1989, Valentim Loureiro, Comendador da Ordem do Mérito
O major apoiou publicamente Mário Soares nas candidaturas do socialista à Presidência da República em 1986 e 1991. Na primeira eleição, isso resultou num castigo de suspensão do seu partido, o PSD, durante dois anos. Pelo meio surgiu a retribuição do Presidente Mário Soares: o grau de Comendador da Ordem do Mérito, em 1989, quando Valentim presidia ao Boavista e à Liga Portuguesa de Futebol Profissional, em simultâneo. Na temporada de 2000/2001, o Boavista sagrou-se campeão nacional - um feito inédito. Nessa altura, Valentim Loureiro já presidia à Câmara Municipal de Gondomar desde 1993, enquanto o filho João Loureiro dirigia o clube portuense. O clã Loureiro estava no auge do seu prestígio. Até que o futebol, a política e as suspeitas de corrupção se misturaram no explosivo processo do "Apito Dourado" (iniciado em 2004), manchando a reputação do major, condenado em 2008 a três anos e dois meses de prisão com pena suspensa, por abuso de poder e prevaricação. O PSD deixou-o cair, mas ainda foi reeleito para a presidência de Gondomar mais duas vezes, em 2005 e 2009, através da lista independente "Gondomar no Coração". Só abandonou a política activa em 2013. Foi derrubado não pelo voto popular, mas pela lei da limitação de mandatos autárquicos.

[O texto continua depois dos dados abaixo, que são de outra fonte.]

PR #4018, opened 2022-12-23
Update README.md|s to use `src/` instead of `app/`

tordans:
I assume that after the Next 13 release the default folder for Blitz.js was change from `app` to `src`, right?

2007, Hélder Bataglia, Comendador da Ordem do Infante D. Henrique
O empresário luso-angolano foi condecorado pelo Presidente Cavaco Silva com o grau de Comendador da Ordem do Infante D. Henrique, em Junho de 2007, devido ao seu contributo para as relações entre Angola e Portugal. Foi precisamente em Angola que Bataglia fundou a Escom, empresa do Grupo Espírito Santo que prestou serviços de consultoria ao German Submarine Consortium, em 2004, no processo de aquisição de dois submarinos pelo Estado português. Bataglia, presidente da Escom, e outros dois administradores da empresa foram constituídos arguidos em 2013, por corrupção activa, tráfico de influências e branqueamento de capitais num processo relativo à compra dos submarinos. A Escom recebeu cerca de 30 milhões de euros pelos serviços de consultoria, distribuídos entre o Conselho de Administração da Escom, o consultor Miguel Horta e Costa e o Conselho Superior do GES. O processo dos submarinos foi arquivado em Dezembro de 2014, sem condenações. Porém, inquirido na comissão parlamentar de inquérito à gestão do BES e do GES, em Janeiro de 2015, Bataglia admitiu que ele próprio e os outros beneficiários das comissões pelo negócio dos submarinos não declararam ao Fisco o dinheiro recebido. Criaram um fundo no Panamá e mais tarde repatriaram o dinheiro para Portugal através do Regime de Regularização Tributária (RERT).